_PROBLEM STATEMENT_.
Find the word "margin" in the records below. List each line containing it.

___ EXCERPTED DATA

PR #2283, opened 2021-02-15
Fix whitespace problem for some searches on organisations page

### LINKED ISSUE #1905: Government organisations page search has a big gap
On https://www.gov.uk/government/organisations

If you search for something that happens to be at the bottom of the page, you might be forgiven for thinking your search hasn't found anything, because you might get this result and your browser window might not be tall enough:

Screenshot 2020-09-14 at 08 31 25

The reason for this is that each of the wrappers to each organisation type has a margin bottom of 60px, and the search only hides the individual items within each wrapper, not the wrapper itself:

Screenshot 2020-09-14 at 08 31 40

Surprisingly on mobile, this isn't a problem, even though the margin bottom is still there, each wrapper collapses over the next one.

andysellick:
## What

Amend the JS for the organisations search so that if a department (i.e. a group of organisations, contained in a parent div) contains no matching results, we completely hide that wrapper, instead of just hiding the list items for each non-matching organisation and hiding the result count.

## Why

This change is because previously if you searched for something that occurred at the bottom of the list (e.g. 'the scottish government') we only hid the non-matching contents of the departments, not the element that contained them. This element has bottom margin, so the result was a load of effectively empty divs with bottom margin, creating a gap between the top of the page and the visible result.

Fixes #1905.

## Visual changes

Before | After
------ | ------
Screenshot 2021-02-15 at 13 50 09 | Screenshot 2021-02-15 at 13 50 15

### DIFF
--- a/app/assets/javascripts/organisation-list-filter.js
+++ b/app/assets/javascripts/organisation-list-filter.js
@@ -86,13 +86,14 @@
       var totalMatchingOrgs = 0
 
       listsToFilter.each(function () {
-        var matchingOrgCount = $(this).find('[data-filter="item"]:visible').length
         var departmentSection = $(this).closest('[data-filter="block"]')
-        var departmentCountWrapper = departmentSection.find('[data-filter="count"]')
+        departmentSection.removeClass('js-hidden')
+
+        var matchingOrgCount = $(this).find('[data-filter="item"]:visible').length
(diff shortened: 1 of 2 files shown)


injms (approved):
You beat me to this - I was musing about this layout problem after spotting it when I had to fix the in page search. Super!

______

_THE ANSWER_.
The reason for this is that each of the wrappers to each organisation type has a margin bottom of 60px, and the search only hides the individual items within each wrapper, not the wrapper itself:
Surprisingly on mobile, this isn't a problem, even though the margin bottom is still there, each wrapper collapses over the next one.
This change is because previously if you searched for something that occurred at the bottom of the list (e.g. 'the scottish government') we only hid the non-matching contents of the departments, not the element that contained them. This element has bottom margin, so the result was a load of effectively empty divs with bottom margin, creating a gap between the top of the page and the visible result.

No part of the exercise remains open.